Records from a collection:
§
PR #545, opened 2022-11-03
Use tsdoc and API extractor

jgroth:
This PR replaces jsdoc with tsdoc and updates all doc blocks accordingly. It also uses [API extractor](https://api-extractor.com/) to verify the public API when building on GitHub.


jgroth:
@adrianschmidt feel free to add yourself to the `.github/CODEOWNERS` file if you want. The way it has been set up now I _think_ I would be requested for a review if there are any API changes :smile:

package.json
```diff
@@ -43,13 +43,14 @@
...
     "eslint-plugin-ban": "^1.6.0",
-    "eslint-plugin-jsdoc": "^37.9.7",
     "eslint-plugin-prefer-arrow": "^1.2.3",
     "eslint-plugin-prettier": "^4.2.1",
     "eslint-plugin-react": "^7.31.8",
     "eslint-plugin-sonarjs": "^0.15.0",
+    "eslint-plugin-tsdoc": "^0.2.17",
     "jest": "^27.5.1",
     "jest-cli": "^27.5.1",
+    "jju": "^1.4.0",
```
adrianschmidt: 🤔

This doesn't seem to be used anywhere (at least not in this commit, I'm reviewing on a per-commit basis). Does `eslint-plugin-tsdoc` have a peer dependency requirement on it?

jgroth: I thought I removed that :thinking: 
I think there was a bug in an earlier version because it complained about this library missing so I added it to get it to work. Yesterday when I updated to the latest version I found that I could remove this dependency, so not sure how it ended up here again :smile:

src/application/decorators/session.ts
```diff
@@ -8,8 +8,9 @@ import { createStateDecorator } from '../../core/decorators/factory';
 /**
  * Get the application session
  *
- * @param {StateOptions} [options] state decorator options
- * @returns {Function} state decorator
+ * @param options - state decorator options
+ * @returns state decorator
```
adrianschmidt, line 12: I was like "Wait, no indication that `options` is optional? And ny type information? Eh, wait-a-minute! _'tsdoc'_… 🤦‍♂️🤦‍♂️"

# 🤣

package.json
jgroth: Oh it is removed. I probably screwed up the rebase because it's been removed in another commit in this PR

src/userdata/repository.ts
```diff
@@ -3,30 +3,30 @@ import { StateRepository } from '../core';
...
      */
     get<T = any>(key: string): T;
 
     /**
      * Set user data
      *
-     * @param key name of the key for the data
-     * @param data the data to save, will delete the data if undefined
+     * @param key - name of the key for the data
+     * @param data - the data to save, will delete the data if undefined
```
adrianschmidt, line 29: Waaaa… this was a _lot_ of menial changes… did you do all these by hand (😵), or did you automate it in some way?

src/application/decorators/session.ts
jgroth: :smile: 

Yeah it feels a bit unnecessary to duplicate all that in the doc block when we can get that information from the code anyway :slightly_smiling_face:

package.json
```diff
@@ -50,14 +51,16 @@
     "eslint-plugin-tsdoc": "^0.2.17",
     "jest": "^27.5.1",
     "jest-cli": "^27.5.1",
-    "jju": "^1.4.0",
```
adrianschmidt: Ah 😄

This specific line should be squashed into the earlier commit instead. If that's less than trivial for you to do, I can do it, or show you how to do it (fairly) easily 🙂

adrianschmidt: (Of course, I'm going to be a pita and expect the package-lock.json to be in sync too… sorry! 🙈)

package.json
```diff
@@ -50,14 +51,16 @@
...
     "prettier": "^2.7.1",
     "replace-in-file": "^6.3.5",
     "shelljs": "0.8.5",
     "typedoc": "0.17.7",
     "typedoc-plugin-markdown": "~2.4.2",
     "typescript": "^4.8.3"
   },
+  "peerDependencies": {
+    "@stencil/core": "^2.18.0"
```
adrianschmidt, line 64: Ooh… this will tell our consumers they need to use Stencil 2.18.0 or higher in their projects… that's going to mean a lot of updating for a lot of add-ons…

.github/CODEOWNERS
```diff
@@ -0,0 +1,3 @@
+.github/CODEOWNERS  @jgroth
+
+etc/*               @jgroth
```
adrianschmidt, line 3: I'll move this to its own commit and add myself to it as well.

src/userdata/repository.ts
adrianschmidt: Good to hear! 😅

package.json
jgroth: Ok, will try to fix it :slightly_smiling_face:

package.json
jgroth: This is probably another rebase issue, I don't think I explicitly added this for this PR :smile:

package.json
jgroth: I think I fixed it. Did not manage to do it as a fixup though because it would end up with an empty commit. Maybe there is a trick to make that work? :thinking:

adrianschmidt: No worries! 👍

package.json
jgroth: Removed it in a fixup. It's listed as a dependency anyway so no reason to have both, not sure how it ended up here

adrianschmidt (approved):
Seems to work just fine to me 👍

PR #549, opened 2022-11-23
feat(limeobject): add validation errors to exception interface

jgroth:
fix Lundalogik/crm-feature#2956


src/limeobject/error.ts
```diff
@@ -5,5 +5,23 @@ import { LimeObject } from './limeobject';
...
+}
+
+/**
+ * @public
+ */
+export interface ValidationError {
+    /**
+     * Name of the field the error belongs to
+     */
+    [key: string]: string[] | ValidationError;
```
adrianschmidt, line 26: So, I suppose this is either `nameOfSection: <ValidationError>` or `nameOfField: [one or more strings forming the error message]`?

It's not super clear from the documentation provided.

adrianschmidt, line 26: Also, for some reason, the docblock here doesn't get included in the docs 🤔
§
■ **What to do**
All lines of the data that hold "core" need to be copied.

■ **Result for this exercise**
@@ -8,8 +8,9 @@ import { createStateDecorator } from '../../core/decorators/factory';
@@ -3,30 +3,30 @@ import { StateRepository } from '../core';
+    "@stencil/core": "^2.18.0"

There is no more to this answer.